▶ _INSTRUCTIONS FOR THE TASK_:
Please determine how many lines of the material include the word "when", and respond with nothing but that number.

============================================================

PR #706, opened 2020-11-16
Add new axis 'seq' to allow /path/seq::*[expr] to match and create numeric nodes, as idempotent alternative to /path/*[expr]

georgehansper:
This Pull Request adds a wildcard matching symbol `+` which can be used in place of `*`
within path-expressions.

The '+' symbol differs from the '*' wildcard in that the '+' only matches labels which consist soley of decimal digits.

eg:

Wildcard '*' matching
```
augtool> match /files/etc/hosts/*
/files/etc/hosts/#comment[1] = This is the /etc/hosts file
/files/etc/hosts/#comment[2] = Do not delete the localhost entries - many applications rely on them
/files/etc/hosts/1 = (none)
/files/etc/hosts/2 = (none)
augtool> 
```

Plus '+' matching
```
augtool> match /files/etc/hosts/+
/files/etc/hosts/1 = (none)
/files/etc/hosts/2 = (none)
augtool> 
```

This pull-request also adds the feature of idempotency, when '+' matching is used

To create a new, numbered label:

```
augtool> match /files/etc/hosts/+/ipaddr
/files/etc/hosts/1/ipaddr = 127.0.0.1
/files/etc/hosts/2/ipaddr = ::1
augtool> set /files/etc/hosts/+[ipaddr='192.0.2.0']/ipaddr 192.0.2.0
augtool> set /files/etc/hosts/+[ipaddr='192.0.2.0']/canonical test101
augtool> match /files/etc/hosts/+/ipaddr
/files/etc/hosts/1/ipaddr = 127.0.0.1
/files/etc/hosts/2/ipaddr = ::1
/files/etc/hosts/3/ipaddr = 192.0.2.0
augtool> 
```

The above set commands are idempotent, when using the '+' matching symbol:

```
augtool> set /files/etc/hosts/+[ipaddr='192.0.2.0']/ipaddr 192.0.2.0
augtool> set /files/etc/hosts/+[ipaddr='192.0.2.0']/canonical test101
augtool> match /files/etc/hosts/+/ipaddr
/files/etc/hosts/1/ipaddr = 127.0.0.1
/files/etc/hosts/2/ipaddr = ::1
/files/etc/hosts/3/ipaddr = 192.0.2.0
augtool> 
```


raphink:
I like the idea of having an operator to match integer values only, but I'm wondering if `+` is the best choice. The Augeas query language is initially based off XPath, though it has deviated, but XPath has no specific expression to select integer labels.

With `+`, I'm afraid there might be a confusion with the regexp syntax where `*` would match 0, 1 or more, where as `+` would only match 1 and up. But maybe I'm wrong and there would be no confusion.

As for the C implementation, I'd rather @lutter review it than myself 😁

georgehansper:
The choice of operator is really the big question here.

I understand that Augeas filter-path expressions are loosely based on 
Xpath, but in reality, Augeas path-expressions were never compatible 
with XPath expressions.

The need to match integer labels and treat them as "special" is not just 
a "new feature". It is driven by the seq primitive in Augeas lenses. The 
seq primitive generates labels automatically. It is possible to /match 
/an integer label with the *[ expr ] operators, but if we are in a 'set' 
operation, there is no label to assign to the new node, because '*' does 
not specify a label.

'set' operations are not part of Xpath, but they are part of Augeas.

So the question for me is: what solution suits _Augeas_ best.

Currently, there are 2 kinds of filter-path expressions:

  * label[ expr ]
  * *[ expr ]

One interesting thing about Augeas is that the 'label' is largely abitrary.

If we are to introduce a new operator, it should be something that will 
not conflict with label

Any string could be used (although the code is simple if it's a single 
character). A few single-character possibilities spring to mind:

  * *?*
      o This is already widely recognised as a 'special' character, but
        frequently needs escaping for exactly that reason
  * *+*
      o Already associated with regular-expressions (good), and usually
        does not need escaping
  * *#*
      o Widely used to introduce comments (otherwise probably the best
        solution)
  * *0*
      o Doesn't conflict with anything at the moment. Not very
        suggestive of actually being a pattern rather than a label.

Or we could use a short string, such as:

  * *num*
  * *number*
  * *%d*
  * *\d+*
  * *%i*
  * *seq*

The problem with things like *%d* is that they all suggest a richer 
syntax than currently exists.

I cannot forsee further extensions to the syntax being required, as we 
are just trying to accomodate labels generate by the seq lens primitive

I'm not too endeared to any of the above possibilities, and would 
happily implement _any_ solution that extends the idempotency of Augeas 
to include seq labels.

But for what it's worth, probably the *# *character would make a good 
alternative to the *+*

augtool will ignore full-line comments like this:

# some text

but does not support trailing comments

set /files/etc/hosts/2/ipaddr "::1" # some text

So the *#* character could easily be used to match integers. It has the 
advantage that it would not be confused or conflict with 
regular-expression syntax, or other common practices.

Please let me know what you think.

georgehansper:
After some consideration, I think '#' is a better choice than '+' for matching integers.

It doesn't conflict with anything else as far as I can tell.

lutter:
On the question of how to fit that into the path expression language, it seems cleaner to me to do this either with a function or as another match axis, both are concepts that come from XPath and are currently used in path expressions: you can write stuff like `/some/thing[position() = 3]` (which is the explicit version of `/some/thing[3]`. You can also write somethind like `/some/descendant::thing` which will search the entire tree underneath `/some` for nodes labelled `thing`.

My suggestion therefore would be to enable this functionality (which I like a lot, I think it is very useful) with either the syntax `/some/*[seq()]/thing` or `/some/seq::*/thing`. There might be better names than `seq` for this, but it does mirror how such labels generally come about.

Caveat: I haven't thought at all how hard either of these would be to implement, but I think especially the `*[seq()]` form wouldn't be very hard.

georgehansper:
`some/*[seq()]/thing`

Keep in mind that the key functionality of this PR is not just to filter nodes, but also to allow new sequential nodes to be created by the `set` command, if no matching node exists.

Creating a new node is currently not possible with the existing `*[filter]` expressions, because the `*` does not set a label for the new node.

The `#` match sets a flag saying that 'if no nodes match, choose the next number in the sequence as the new label'

It would be possible to create a filter-function `seq()` that matches only numeric labels, but I seem to recall that passing back the flag mentioned above would require substantial changes to the code, because currently filter-expressions only return a boolean value.

There is no current provision for a filter-function to perform additional actions, so I thought this would not be a good fit to what's there now.

`/some/seq::*/thing`

This is quite simple to implement with relatively minor changes to the current PR (plus some code for accommodating the new `seq` axis).

Functionally, it is almost equivalent to `#`, except that it is possible specify `seq::3` and select only the node with label `3`
(This is not a practical use-case, because `/some/3/thing` can be explicitly specified without referring to the axis.)

Specifying `seq::text` would _always_ append a new sequential node, because `text` is not numeric, and hence a node cannot match both the `seq` criteria and the explicit label `text`.
This could provide an alternative to the label `0` when a new sequential node is desired eg. `seq::new`

I like the axis name `seq::*` because of the tie-in with the lenses.

Personally, I think the `seq::*` syntax is a little less readable than the simpler `#` syntax.

The other reason I prefer `#` over `seq::*` is that I liked the idea that `*[...]` was used purely for updating existing nodes, where as `#[...]` or `label[...]` was explicitly for creating a new node (if missing).

I think it's difficult to stay very close to XPath because (correct me if I'm wrong) XPath is purely for selecting nodes, while Augeas has the capability to create nodes too.

I will update the PR to whatever is the preferred syntax.

georgehansper:
I think the `seq::*` solution is a "good fit" for Augeas, and I've updated the PR to implement it.

moonbaseDelta:
Hello all, I'm trying to use this to create new line for pg_hba.conf but can't figure out how to make it work - #, seq::* and other mensioned are just added to the tree with their names like `/files/tmp/pg_hba.conf/seq::*/type = "host"`.
I built it from `https://github.com/georgehansper/augeas/tree/filter_plus` and from `https://github.com/georgehansper/augeas/tree/filter_seq_axis` yet it seems not to work.

georgehansper:
The `set` command in Augeas can be used to either change an existing value in the tree, or create a new value.

In this regard, it is important that the given path-expression should match exactly one node, or no nodes at all.

To understand what `seq::*` is doing, it is useful to look at the output of, say:

```
match /files/var/lib/pgsql/12/data/pg_hba.conf/seq::*
```

which would look something like this:

```
/files/var/lib/pgsql/12/data/pg_hba.conf/1
/files/var/lib/pgsql/12/data/pg_hba.conf/2
/files/var/lib/pgsql/12/data/pg_hba.conf/3
etc
```

Note the _absence_ of the `#comment` nodes. `seq::*` only matches nodes which consist only of digits.

To use it in a `set` command you could use something like this:

```
set /files/var/lib/pgsql/12/data/pg_hba.conf/seq::*[address="192.0.2.99/32"]/type host
```

which would either change the `type` of an existing entry to `host` if it already has an address of `192.0.2.99/32` or create a new numbered node if no such entry exists.

`seq::*` is not idempotent of itself, and the above example is not idempotent.

But we can use it to create an idempotent sequence of entries, like this

```
set /files/var/lib/pgsql/12/data/pg_hba.conf/seq::*[address="192.0.2.99/32"]/type host
set /files/var/lib/pgsql/12/data/pg_hba.conf/seq::*[type="host" and (address="192.0.2.99/32" or count(address)=0)]/database all
set /files/var/lib/pgsql/12/data/pg_hba.conf/seq::*[type="host" and (address="192.0.2.99/32" or count(address)=0)]/user     hal9000
set /files/var/lib/pgsql/12/data/pg_hba.conf/seq::*[type="host" and (address="192.0.2.99/32" or count(address)=0)]/address  "192.0.2.99/32"
set /files/var/lib/pgsql/12/data/pg_hba.conf/seq::*[type="host" and (address="192.0.2.99/32" or count(address)=0)]/method   md5
```

Which will create a new entry allowing the user `hal9000` from the ip `192.0.2.99`  to access all databases with an md5 password.

If the _same sequence_ of `set` commands is applied again, no change is made. So this set of commands is idempotent.

Note that if there a more entries with the same IP address `192.0.2.99/32` then this example is unlikely to work as-is, and a more sophisticated filter-expression would be required.

The `pg_hba.conf` file often contains a lot of entries with similar values. This make it harder to write filter-path expressions which are idempotent.

src/pathx.c
```diff
@@ -2891,6 +2912,25 @@ int pathx_expand_tree(struct pathx *path, struct tree **tree) {
...
+/* Generate a numeric string to use for step->name
+ * Scan tree->children for the highest numbered label, and add 1 to that
+ */
+static char *step_seq_choose_name(struct tree *tree) {
+    int max_node_n=0;
+    char *step_name;
+    for(tree=tree->children; tree!=NULL; tree=tree->next) {
+        if ( tree->label == NULL)
+          continue;
+        int node_n=atoi(tree->label);
```
lutter, line 2924: AFAIK, `atoi` should not be used anymore, and `strtoul` would be more appropriate. If you do that, check for overflow

lutter (approved):
Nice! I left a comment on using `atoi`, but other than that, really nice addition. And I am surprised by how little code it took.

src/pathx.c
georgehansper: I've updated the code to use `strtoul()` instead of `atoi()` and report an overflow if it happens.

Can you please re-approve this Pull Request with the change?

The diff is:
```diff
diff --git a/src/pathx.c b/src/pathx.c
index 4d59d1d4..f2f9c09e 100644
--- a/src/pathx.c
+++ b/src/pathx.c
@@ -35,7 +35,7 @@ static const char *const errcodes[] = {
     "no error",
     "empty name",
     "illegal string literal",
-    "illegal number",
+    "illegal number",                             /* PATHX_ENUMBER */
     "string missing ending ' or \"",
     "expected '='",
     "allocation failed",
@@ -2832,7 +2832,7 @@ static int locpath_search(struct locpath_trace *lpt,
     return result;
 }
 
-static char *step_seq_choose_name(struct tree *tree);
+static char *step_seq_choose_name(struct pathx *path, struct tree *tree);
 
 /* Expand the tree ROOT so that it contains all components of PATH. PATH
  * must have been initialized against ROOT by a call to PATH_FIND_ONE.
@@ -2883,7 +2883,7 @@ int pathx_expand_tree(struct pathx *path, struct tree **tree) {
         if (s->axis != CHILD && s->axis != SEQ)
             goto error;
         if (s->axis==SEQ && s->name == NULL) {
-            s->name = step_seq_choose_name(parent);
+            s->name = step_seq_choose_name(path, parent);
         }
         if (s->name == NULL )
             goto error;
@@ -2914,18 +2914,28 @@ int pathx_expand_tree(struct pathx *path, struct tree **tree) {
 
 /* Generate a numeric string to use for step->name
  * Scan tree->children for the highest numbered label, and add 1 to that
+ * numeric labels may be interspersed with #comment or other labels
  */
-static char *step_seq_choose_name(struct tree *tree) {
-    int max_node_n=0;
+static char *step_seq_choose_name(struct pathx *path, struct tree *tree) {
+    unsigned long int max_node_n=0;
+    unsigned long int node_n;
     char *step_name;
+    char *label_end;
     for(tree=tree->children; tree!=NULL; tree=tree->next) {
         if ( tree->label == NULL)
           continue;
-        int node_n=atoi(tree->label);
+        node_n=strtoul(tree->label, &label_end, 10);
+        if ( label_end == tree->label || *label_end != '\0' )
+          /* label is not a number - ignore it */
+          continue;
+        if ( node_n >= ULONG_MAX ) {
+          STATE_ERROR(path->state, PATHX_ENUMBER);
+          return NULL;
+        }
         if( node_n > max_node_n )
             max_node_n = node_n;
     }
-    if (asprintf(&step_name,"%d",max_node_n+1) >= 0)
+    if (asprintf(&step_name,"%lu",max_node_n+1) >= 0)
         return step_name;
     else
         return NULL;
```

georgehansper:
This Pull Request cannot be merged because the travis-ci checks are not running.

This all affects all other Pull Requests too, and the entire Augeas project is stalled until this problem is resolved.

MatthewHannigan:
Probably way too late, but this reminded my of the use of of `iota` in golang and c++ to indicate the next sequential number.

============================================================

▶ _SOLUTION TO THIS EXERCISE_:
3